Динка посмотрела на Ефима.
- Молодец твоя Динка! Со всех сторон молодец! И коров схлопотала, и за
правду постояла! - ответил Лене Ефим. - Теперь уж, мабуть, и Павлухе
несдобровать.
- А противный он какой, этот пан! - идя с Леней домой, жаловалась Динка. -
Одну минуту он так обозлился, что даже скулы на щеках заходили... и куда
весь его панский лоск делся. Ой, Лень... Я еле выдержала... Кажется, если
б не коровы, то отвела бы душу... наговорила б ему такого, что он два дня
не очухался бы!
- Так я и думал, - хмуро сказал Леня. - Пан есть пан! Все они одним лыком
шиты! И дело тут не в злости или доброте, а в этой помещичьей жилке
собственничества и равнодушия к людям. И рассрочка эта на какой-нибудь
один месяц, только для видимости... Ну сколько коров они выкупят даже всей
артелью? Две, от силы три... Ведь солдатки...
И, заметив, что Динка очень огорчилась, Леня ласково улыбнулся:
- Но ты сделала все, что могла. Не мучайся.

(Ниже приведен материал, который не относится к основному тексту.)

PR #2533, opened 2022-02-20
Collect HTTP Headers from Coursier for authentication

markvandertol:
This PR lets Scala Steward also pick up custom headers used for authentication. This is for example needed for Gitlab. I think looking at `csrConfiguration.value.authenticationByRepositoryId` is the cleanest and most generic way to achieve this.

Example snippet of a .sbt file from a project that sets a custom HTTP-header for authentication with Coursier:
```
resolvers += "gitlab-repo" at "https://gitlab.example.com/api/v4/groups/1/-/packages/maven",
csrConfiguration ~= _.addRepositoryAuthentication("gitlab-repo", Authentication(Seq( ("private-token", "xxx") )))
```

It works for SBT and Mill, but doesn't work for Maven

### DIFF
--- a/docs/running.md
+++ b/docs/running.md
@@ -199,7 +199,7 @@ There is multiple articles on how to run Scala Steward on-premise:
   
 #### GitLab
 
-The following describes a setup using GitLab Docker runner, which you have to setup seperately.
+The following describes a setup using GitLab Docker runner, which you have to set up separately.
 
 1. create a "scalasteward" user in GitLab
 2. assign that user "Developer" permissions in every project that should be managed by Scala Steward
@@ -260,6 +260,33 @@ echo "${SCALA_STEWARD_TOKEN}"
 7. add the `repos.md` file 
 8. (*optional*) create a new schedule to trigger the pipeline on a daily/weekly basis
 
+Scala Steward is compatible with Coursier authentication using headers. To authenticate
+using the [Gitlab CI/CD job token](https://docs.gitlab.com/ee/ci/jobs/ci_job_token.html), while also supporting your own private token when performing
+local development, use the following snippet:
+```scala
+import lmcoursier.CoursierConfiguration
+import lmcoursier.definitions.Authentication
+
+lazy val gitlabToken: Option[(String, String)] = {
+  //The Gitlab runner sets CI_JOB_TOKEN automatically as part of running inside a build job
+  val jobToken = sys.env.get("CI_JOB_TOKEN").map(t => ("Job-Token", t)) 
+  //When running on your local machine, set the environment variable GITLAB_PRIVATE_TOKEN
+  val privateToken = sys.env.get("GITLAB_PRIVATE_TOKEN").map(t => ("Private-Token", t))
+
+  jobToken.orElse(privateToken)
+}
+
+def addGitlabToken(current: CoursierConfiguration): CoursierConfiguration = {
+  gitlabToken.fold(current) { token =>
+    current.addRepositoryAuthentication("gitlab-repo", Authentication(Seq(token)))
+  }
+}
+
+resolvers += "gitlab-repo" at s"https://gitlab.example.com/api/v4/groups/1/-/packages/maven"
+csrConfiguration ~= addGitlabToken
+updateClassifiers / csrConfiguration ~= addGitlabToken
+updateSbtClassifiers / csrConfiguration ~= addGitlabToken
+```
 
 [scalafixmigrations]: https://github.com/scala-steward-org/scala-steward/blob/main/docs/scalafix-migrations.md
 [artifactmigrations]: https://github.com/scala-steward-org/scala-steward/blob/main/docs/artifact-migrations.md
--- a/modules/core/src/main/scala/org/scalasteward/core/coursier/CoursierAlg.scala
+++ b/modules/core/src/main/scala/org/scalasteward/core/coursier/CoursierAlg.scala
@@ -126,15 +126,35 @@ object CoursierAlg {
 
   private def toCoursierRepository(resolver: Resolver): Either[String, coursier.Repository] =
     resolver match {
-      case Resolver.MavenRepository(_, location, creds) =>
-        Right(coursier.maven.MavenRepository.apply(location, creds.map(toCoursierAuthentication)))
-      case Resolver.IvyRepository(_, pattern, creds) =>
+      case Resolver.MavenRepository(_, location, creds, headers) =>
+        Right(
+          coursier.maven.MavenRepository
+            .apply(location, toCoursierAuthentication(creds, headers))
+        )
+      case Resolver.IvyRepository(_, pattern, creds, headers) =>
         coursier.ivy.IvyRepository
-          .parse(pattern, authentication = creds.map(toCoursierAuthentication))
+          .parse(pattern, authentication = toCoursierAuthentication(creds, headers))
     }
 
-  private def toCoursierAuthentication(credentials: Credentials): Authentication =
-    Authentication(credentials.user, credentials.pass)
+  private def toCoursierAuthentication(
+      credentials: Option[Credentials],
+      headers: List[Resolver.Header]
+  ): Option[Authentication] =
+    if (credentials.isEmpty && headers.isEmpty) {
+      None
+    } else {
+      Some(
+        new Authentication(
+          credentials.fold("")(_.user),
+          credentials.map(_.pass),
+          headers.map(h => (h.key, h.value)),
+          optional = false,
+          None,
+          httpsOnly = true,
+          passOnRedirect = false
+        )
+      )
+    }
 
   private def getParentDependency(project: Project): Option[coursier.Dependency] =
     project.parent.map { case (module, version) =>
--- a/modules/core/src/test/scala/org/scalasteward/core/update/PruningAlgTest.scala
+++ b/modules/core/src/test/scala/org/scalasteward/core/update/PruningAlgTest.scala
@@ -105,7 +105,8 @@ class PruningAlgTest extends FunSuite {
           |        {
           |          "MavenRepository" : {
           |            "name" : "public",
-          |            "location" : "https://foobar.org/maven2/"
+          |            "location" : "https://foobar.org/maven2/",
+          |            "headers" : []
           |          }
           |        }
           |      ]
@@ -192,7 +193,7 @@ class PruningAlgTest extends FunSuite {
             DependencyInfo("org.scala-lang".g % "scala-library".a % "2.12.14", List("build.sbt")),
             DependencyInfo("org.scala-lang".g % "scala-library".a % "2.13.5", List("build.sbt"))
           ),
-          List(MavenRepository("public", "https://repo5.org/maven/", None))
+          List(MavenRepository("public", "https://repo5.org/maven/", None, Nil))
         )
       )
     )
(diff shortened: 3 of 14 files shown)


julienrf (commented):
There are a couple of minor details that could be discussed (e.g., the usage of `Option[List[Header]]` vs `List[Header]`, and the way headers are serialized in JSON — I would just write `["foo", "bar"]` instead of `{ "key": "foo", "value": "bar" }`), but overall it looks correct to me, and it would unblock all the people that use a gitlab package registry!

markvandertol:
Thanks for having a look. I replaced the `Option[List[Header]]` with `List[Header]`. That indeed simplifies the code.
I feel that encoding `{ "key": "foo", "value": "bar" }` as object instead of array is clearer, the same as the credentials object is encoded as `{ "user": "foo", "pass", "bar" }`. Also, because you could have more than one header. If you want I can change this.

julienrf:
May I kindly request a review from the maintainers?

modules/core/src/main/scala/org/scalasteward/core/coursier/CoursierAlg.scala
```diff
@@ -126,15 +126,35 @@ object CoursierAlg {
...
+  private def toCoursierAuthentication(
+      credentials: Option[Credentials],
+      headers: List[Resolver.Header]
+  ): Option[Authentication] =
+    if (credentials.isEmpty && headers.isEmpty) {
+      None
+    } else {
+      Some(
+        new Authentication(
+          credentials.fold("")(_.user),
```
exoego, line 148: Q) Does `""` for user works ?

modules/core/src/test/scala/org/scalasteward/core/update/PruningAlgTest.scala
```diff
@@ -192,7 +193,7 @@ class PruningAlgTest extends FunSuite {
             DependencyInfo("org.scala-lang".g % "scala-library".a % "2.12.14", List("build.sbt")),
             DependencyInfo("org.scala-lang".g % "scala-library".a % "2.13.5", List("build.sbt"))
           ),
-          List(MavenRepository("public", "https://repo5.org/maven/", None))
+          List(MavenRepository("public", "https://repo5.org/maven/", None, Nil))
```
exoego, line 196: Some tests on this file requires updates too
```
==> X org.scalasteward.core.update.PruningAlgTest.needsAttention: group-specific frequency (monthly) vs repo frequency (asap)  0.003s scala.MatchError: Left(DecodingFailure(Attempt to decode value on failed cursor, List(DownField(headers), DownField(MavenRepository), DownArray, DownField(resolvers), DownArray, DownField(dependencyInfos)))) (of class scala.util.Left)
    at org.scalasteward.core.update.PruningAlgTest.$anonfun$new$11(PruningAlgTest.scala:220)
==> X org.scalasteward.core.update.PruningAlgTest.needsAttention: group-specific frequency (asap) vs repo frequency (monthly)  0.001s scala.MatchError: Left(DecodingFailure(Attempt to decode value on failed cursor, List(DownField(headers), DownField(MavenRepository), DownArray, DownField(resolvers), DownArray, DownField(dependencyInfos)))) (of class scala.util.Left)
    at org.scalasteward.core.update.PruningAlgTest.$anonfun$new$14(PruningAlgTest.scala:331)
==> X org.scalasteward.core.update.PruningAlgTest.needsAttention: dependency can have artifactId and version  0.0s scala.MatchError: Left(DecodingFailure(Attempt to decode value on failed cursor, List(DownField(headers), DownField(MavenRepository), DownArray, DownField(resolvers), DownArray, DownField(dependencyInfos)))) (of class scala.util.Left)
```

modules/core/src/main/scala/org/scalasteward/core/coursier/CoursierAlg.scala
markvandertol: Yes, that what's Coursier also does internally when just specifying headers. See: https://github.com/coursier/coursier/blob/2cb552ea934a100f52ce79f94278304c90d808a4/modules/util/shared/src/main/scala/coursier/core/Authentication.scala#L88

modules/core/src/test/scala/org/scalasteward/core/update/PruningAlgTest.scala
markvandertol: I pushed a fixed version to the branch. My bad.

Thanks for having a look

cipriansofronia:
@markvandertol, could u also update the [gitlab docs](https://github.com/scala-steward-org/scala-steward/blob/main/docs/running.md#gitlab) on how we can use this new feature?

markvandertol:
> @markvandertol, could u also update the [gitlab docs](https://github.com/scala-steward-org/scala-steward/blob/main/docs/running.md#gitlab) on how we can use this new feature?
@cipriansofronia I've added a few lines explaining how to authenticate against a Gitlab repository. Does this clarify enough how it works? No specific code for Scala Steward is needed.

docs/running.md
```diff
@@ -260,6 +260,33 @@ echo "${SCALA_STEWARD_TOKEN}"
 7. add the `repos.md` file 
 8. (*optional*) create a new schedule to trigger the pipeline on a daily/weekly basis
 
+Scala Steward is compatible with Coursier authentication using headers. To authenticate 
+using the [Gitlab CI/CD job token](https://docs.gitlab.com/ee/ci/jobs/ci_job_token.html), while also supporting your own private token when performing
```
exoego, line 264: 👍

jchapuis:
Looking forward to this one being released, thanks a lot @markvandertol

cipriansofronia:
@fthomas can this PR get some ❤️ from you? 😇

markvandertol:
Is there anything preventing this PR from being merged? 🙂

exoego:
@fthomas Do you have a time to test this with your test Steward instance ??

modules/sbt-plugin/src/main/scala/org/scalasteward/sbt/plugin/StewardPlugin.scala
```diff
@@ -56,14 +56,22 @@ object StewardPlugin extends AutoPlugin {
           Try(Credentials.forHost(sbtCredentials, url.getHost)).toOption.flatten
             .map(c => Resolver.Credentials(c.userName, c.passwd))
 
+        def getHeaders(name: String): List[Resolver.Header] =
+          for {
+            (repositoryId, authentication) <-
+              csrConfiguration.value.authenticationByRepositoryId.toList
+            if repositoryId == name
+            (headerKey, headerValue) <- authentication.headers
+          } yield Resolver.Header(headerKey, headerValue)
```
987Nabil, line 65: I think you should not only take the headers from the `csrConfiguration` but also username and password.
Setting these via `csrConfiguration` is not wrong. And I would prefer `csrConfiguration` over `credentials` if present, since it is more specific/explicit.

Funny enough, I did not see this pr and coded it myself that way. Maybe you can have a [look](https://github.com/987Nabil/scala-steward/blob/import-csr-http-headers/modules/sbt-plugin/src/main/scala/org/scalasteward/sbt/plugin/StewardPlugin.scala) ;)

987Nabil: I forgot the @markvandertol :)

jchapuis:
👋  is there anything holding up the merge at this point?

kaffepanna:
> wave is there anything holding up the merge at this point?

I am wondering that to. This would really be a good thing to have when managing dependencies in private gilab repos

987Nabil:
> > wave is there anything holding up the merge at this point?
> 
> I am wondering that to. This would really be a good thing to have when managing dependencies in private gilab repos

It is not only gitlb. Also Google Cloud Storage or Artifactregistry or managing packages in AWS need this feature.

modules/sbt-plugin/src/main/scala/org/scalasteward/sbt/plugin/StewardPlugin.scala
exoego: I am going to merge as-is since markvandertol seems busy now.
@987Nabil You can submit a PR for that change 😉

exoego:
@markvandertol Sorry for waiting so long. Could you resolve the conflict? 🙇

markvandertol:
No worries. I resolved the merge conflict. 🙂

modules/sbt-plugin/src/main/scala/org/scalasteward/sbt/plugin/StewardPlugin.scala
markvandertol: Sorry for not replying to this earlier. It indeed looks more consistent, but I'm not entirely sure how large of a breaking change would be, e.g. for people who disabled _coursier_ in their projects. Retrieving the credentials old way, but looking for headers in `csrConfiguration` shouldn't be breaking, so I propose to do that in a different PR so the impact can better be assessed.

987Nabil: We can do this in another PR for sure. But I think, deactivating coursier and then relying on `csrConfiguration` where csr = coursier and the [description](https://github.com/sbt/sbt/blob/1.7.x/main/src/main/scala/sbt/Keys.scala#L436) in sbt also explicitly mentions coursier, seems to be odd.

michaltomanski:
Thanks Mark for this PR! It looks promising.

Any chance to have it merged some time soon?

fthomas:
> Thanks for having a look. I replaced the `Option[List[Header]]` with `List[Header]`. That indeed simplifies the code.

Having the fields optional allows to read in persisted `RepoCache`s of previous Scala Steward runs. If the header fields are non-optional, Scala Steward fails to read these files:
```
[info] 2022-07-14 14:48:58,983 INFO  ──────────── Steward scala-steward-org/scala-steward ────────────
[info] 2022-07-14 14:48:58,983 INFO  Check cache of scala-steward-org/scala-steward
[info] 2022-07-14 14:48:59,080 ERROR Failed to parse or decode JSON from /home/frank/data/code/scala-steward/core/workspace/store/repo_cache/v1/github/scala-steward-org/scala-steward/repo_cache.json
[info] io.circe.DecodingFailure$$anon$2: Attempt to decode value on failed cursor: DownField(headers),DownField(MavenRepository),DownArray,DownField(resolvers),DownArray,DownField(dependencyInfos)
```
Another alternative would be to bump the version `repoCacheStore` [here](https://github.com/scala-steward-org/scala-steward/blob/2cb32ef795f482a6854e3e3734e0e3c159283f2b/modules/core/src/main/scala/org/scalasteward/core/application/Context.scala#L137-L138). But for this small change I would prefer making the fields optional.

Other than that, this PR looks good to me.

markvandertol:
Thanks @fthomas for having a look at the PR.

I fixed the issue by using a default value of `Nil` for the headers, and using deriveConfiguredCodec as shown below.
```scala
  @annotation.nowarn("cat=unused-locals")
  implicit val resolverCodec: Codec[Resolver] = {
    implicit val customConfig: Configuration = Configuration.default.withDefaults
    deriveConfiguredCodec
  }
```
I had to suppress the warning, as the implicit is only used by a macro. I could also have used the compiler flag `-Ywarn-macros:after`, but that would be inconsistent with other `@annotation.nowarn` usages.

exoego:
Sorry for the late response.

jchapuis:
Any change this can get shipped in a new release? 😃 🙏 thanks!

fthomas:
Just noticed that this change broke `StewardPlugin.scala` for old sbt versions. See #2847 for details.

- Двести коров у него... - с ненавистью произнесла Динка.
Глава тридцать седьмая
ПРАВДА САМА СЕБЯ ЗАЩИЩАЕТ
Ефим не пошел к пану. Но под вечер, когда приехавшая из города Мышка снова
и снова, во всех подробностях, выслушивала взволнованный рассказ Динки о
посещении пана, на террасу вбежала заплаканная Марьяна и, заломив руки,
сразу заголосила:
- Ой, пропал мой Ефим! Не даст ему теперь жизни Павле!.. Загубят они его
вместе с Матюшкиными! Ой, на что ж тебе було трогать тую гадюку, Динка!..
Загубят они и тебя вместе с моим Ефимом!..
- Что случилось? Марьяна, Марьяна! Где Ефим? - испуганно спрашивали ее
Леня, Динка и Мышка.
С трудом удалось им добиться от плачущей Марьяны рассказа о том, как сам
пан, не дождавшись Ефима, заехал за ним на своей линейке и, посадив его
"позади себя", помчался с ним на село, к Маринкиной матери.